What your customers know; your employees think;
and your managers overlook
Let’s face it: most attempts at change fail. Why? There are lots of reasons, but for me, reason number one is that often I start in the wrong place. I start on the wrong change, doomed before I even begin. To avoid this trap, we must recognize who we are before we can aspire to meaningful change and achieve it.
Know Your Organizational DNA
The power of customer-driven change starts with an achievable, aspirational vision that is captured in a customer strategy. That sounds simple enough, but it’s not. Even a perfect customer strategy must live within the strategic context of the mother ship. It must accept two dominant aspects of the DNA of the mother organization: its default decision-making culture and its fundamental business strategy.
Organizations, like people, have a DNA that can be developed but not changed. Even changing key leaders does not change DNA, which is built through legacy, myths and legends. It takes decades to swap out enough people and practices to layer over the history of an organization’s DNA. How long do you think it would take to eradicate the influence that Herb Kelleher, the iconic founder and leader, has had on Southwest Airlines?
Bold change is a good idea, but it will fail if it doesn’t
sit within the organization’s DNA
My experience is that most organizations ignore the reality of their DNA when they decide to make a change; as a result, they sentence their transformation to a quick death. Strategy brings with it a paradox. It must be visionary, but it also has to be grounded in reality if it is to be executed.
Be Ready to Change
Next to ignoring organizational DNA, the biggest mistake clients make when introducing a change is that they do not prepare their organizations for it. My experience is that executives are exceptionally naïve about change. Executives are trained in analysis, cause and effect, decisions and action. They see change as “the soft stuff,” and they’re uncomfortable with the idea. Their desire for action gets in the way of the need for preparation. When it’s time to move, they want to move without testing the organization’s readiness. Their starting point is often a major miscalculation. Executives underestimate the reality of inertia. And inertia is all about people.
Engage Your People
Customers may drive a need for change, but employees make it happen. Nothing happens in organizations without people. We all know that, but unlocking the power of employees has been a mystery for most organizations. In fact, we have done this job so poorly that we’re now in an employment crisis. Employees have lost commitment to their organizations.

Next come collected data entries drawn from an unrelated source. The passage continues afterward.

PR #948, opened 2020-06-08
 Create metric to record upload failures 

brizental:
Related to [Bug 1589124](https://bugzilla.mozilla.org/show_bug.cgi?id=1589124)

I am not sure adding all this logic to the `UploadResult` is the best idea. I saw the `error_recording` module, but that is very specific to the **metric** errors we may get. I also thought about adding this to each binding, but that would mean a lot of repeated code and also if a user decides to implement the uploader themselves they would have to know about this metric.

I also didn't add a label for timeout errors in this PR and I think we should discuss whether it should be added at all, since it would mean yet another different result variant for the `UploadResult` enum. If we decide that yes we should have a new Timeout variant I can add it in a different PR.


glean-core/src/upload/result.rs
```diff
@@ -64,3 +70,122 @@ impl From<u32> for UploadResult {
...
+            UploadResult::HttpStatus(400..=499) => Some("status_code_4xx"),
+            UploadResult::HttpStatus(500..=599) => Some("status_code_5xx"),
+            UploadResult::HttpStatus(_) => Some("status_code_unknown"),
+            UploadResult::UnrecoverableFailure => Some("unrecoverable"),
+            UploadResult::RecoverableFailure => Some("recoverable"),
+        }
+    }
+
+    fn get_metric(&self) -> Option<CounterMetric> {
+        if let Some(label) = self.get_metric_label() {
```
mdboom, line 87: It probably doesn't matter in a practical sense, but to make this work more like how labeled metrics work in the language bindings, I don't think we should create the metric "from scratch" like this each time.  Instead, lets add an object for `glean.upload.ping_upload_failure` to `internal_metrics.rs` and then call `new_metric_with_name` on it to get the specific labeled metric that we want.

glean-core/src/lib.rs
```diff
@@ -485,6 +485,7 @@ impl Glean {
     /// * `uuid` - The UUID of the ping in question.
     /// * `status` - The upload result.
     pub fn process_ping_upload_response(&self, uuid: &str, status: UploadResult) {
+        status.record_error(self);
```
badboy, line 488: Note-worthy (before I give this a full look): The Python bindings won't initialize a full Glean anymore in the upload process.
Therefore Python will be unable to report any of those errors
(As this code here is in `src/lib.rs` only, it will all continue to work and not crash or anything)

brizental: Yes I saw that and it is the reason why I put it in the Glean object. We don't want to record anything in case there is no Glean object, correct?

mdboom: Good catch, @badboy.  We could create a bug for that and not block this -- I still wonder if a good way around that would be to have a pure-Rust uploading binary (which would actually do a full init so it could record these things).

glean-core/src/upload/result.rs
brizental: Well, I made this changes and there is much less code to this PR now :D

glean-core/src/lib.rs
mdboom: Let's file a bug to add support for upload error recording to Python.

brizental: https://bugzilla.mozilla.org/show_bug.cgi?id=1644359

glean-core/metrics.yaml
```diff
@@ -320,3 +320,25 @@ glean.error:
     expires: never
     no_lint:
       - COMMON_PREFIX
+
+glean.upload:
+  ping_upload_failure:
+    type: labeled_counter
+    description:
+      Counts the number of times pings fail to upload
+      and the reason why they failed.
```
badboy, line 329: Maybe it's worth mentioning that (obviously) these numbers are reported after the fact?
That is: if a metrics ping upload fails and gets retried it still won't have this in there, only the next one will.

glean-core/src/lib.rs
```diff
@@ -485,6 +485,11 @@ impl Glean {
     /// * `uuid` - The UUID of the ping in question.
     /// * `status` - The upload result.
     pub fn process_ping_upload_response(&self, uuid: &str, status: UploadResult) {
+        if let Some(label) = status.get_label() {
+            let metric = self.core_metrics.ping_upload_failure.get(label);
```
badboy, line 489: So clean! :)

glean-core/src/metrics/labeled.rs
```diff
@@ -127,7 +127,7 @@ where
     ///
     /// If the requested label is in the list of allowed labels, it is returned.
     /// Otherwise the `OTHER_LABEL` is returned.
-    fn static_label<'a>(&mut self, label: &'a str) -> &'a str {
+    fn static_label<'a>(&self, label: &'a str) -> &'a str {
```
badboy, line 130: Oh, did this come up through a lint now that these don't have to me mutable anymore?

glean-core/src/upload/result.rs
```diff
@@ -64,3 +64,18 @@ impl From<u32> for UploadResult {
         }
     }
 }
+
+impl UploadResult {
+    /// Failures are recorded in the `ping_upload_failure` metric.
```
badboy, line 69: The first sentence should describe what this function does.

E.g.: 

```suggestion
    /// Get the label to be used in recording error counts for upload.
    ///
    /// Returns `None` if the upload finished succesfully.
    /// Failures are recorded in the `ping_upload_failure` metric.
```

glean-core/src/metrics/labeled.rs
brizental: Not through a lint, before the changes suggested by @mdboom I noticed it.

glean-core/metrics.yaml
brizental: Maybe it could be confusing mention this, because this metric will count the failures for all ping uploads, not only the metrics ping. It could be misleading to mention this situation
> if a metrics ping upload fails and gets retried it still won't have this in there, only the next one will.

because it only applies for the metrics ping.

badboy: Hm, @mdboom, got an idea how to phrase this?
I'd like us to start being a bit more explicit of when and where to expect this metric

mdboom: It's not great -- this is the best I could come up with.  What do you think?

```
Counts the number of ping upload failures, by type of failure.
This includes failures for all ping types, though the counts appear in the next successfully sent `metrics` ping.
```

brizental:
This android failure on CI is probably unrelated since it failed on a commit where I only changed description text in the `metrics.yaml`.

badboy:
> This android failure on CI is probably unrelated since it failed on a commit where I only changed description text in the `metrics.yaml`.

It's also only on TaskCluster, can be ignored for now.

We can buy people skills, but it’s the employees
who will choose to give us their commitment and passion
We need to give employees a reason to come to work and be more productive. That reason is our customers.

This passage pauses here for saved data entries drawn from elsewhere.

PR #949, opened 2020-06-08
Bug 1637609: Hand-roll uses of regex library

mdboom:


glean-core/src/metrics/labeled.rs
```diff
@@ -32,8 +39,36 @@ const MAX_LABEL_LENGTH: usize = 61;
...
+                None => return true,
+                // Valid characters.
+                Some('_') | Some('-') | Some('a'..='z') | Some('0'..='9') => (),
+                // We ended a word, so iterate over the outer loop again.
+                Some('.') => break,
+                // An invalid character
+                _ => return false,
+            }
+            count += 1;
+            if count == 29 {
```
travis79, line 66: Should this be if count == 30 since we start counting at 0 and allow for 30 characters?

mdboom: The first character (since it's handled differently) is outside of the loop, so there's only 29 of these characters allowed.  Also see regex itself in the comment above.  Worth mentioning in a comment, for sure.

travis79: Nevermind, you already peeled off the first character.

travis79: jinx :)

CHANGELOG.md
```diff
@@ -2,6 +2,10 @@
 
 [Full changelog](https://github.com/mozilla/glean/compare/v31.0.2...master)
 
+* General:
+    * The `regex` crate is no longer required, making the Glean release binary
+      about 0.5MB smaller.
```
badboy, line 7: I would be a bit more careful of the phrasing here. We deliver to so many different platforms that a blank size statement might be misleading.

mdboom: Good point.  I changed this to just "smaller"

Why “Customer Driven Change”
We often hear that the compelling business reason to change is “change or die.” I’m not sure that’s the case. But maybe organizational death would be a blessing for those not prepared to change.
In reality, I think that most changes regress to the mean. They fall back to partial accomplishment. So why do we go through this? Because we have to! Because the mean is always moving upward and to the right. If we don’t set our sights above the mean, it will overtake us, and we will atrophy our way to extinction.
By thinking about change, any change, from the customer’s
point of view, you will get sustained commitment and engagement
within your organization faster than through any other approach
I’ve concluded that effort equals accomplishment. The higher you set your sights, the more you will achieve. You have to continuously upgrade your organization’s ability to change—and that is the reason to keep trying.
Focusing your organization externally on customers is the best way to win. It gives you two advantages in the change game: silo protectors can’t resist the customer as a common goal, and employees work for something that transcends an organization—its customers. To achieve this you have to know what your customers know and your employees think. Then you won’t overlook your opportunities to change, grow and be healthy.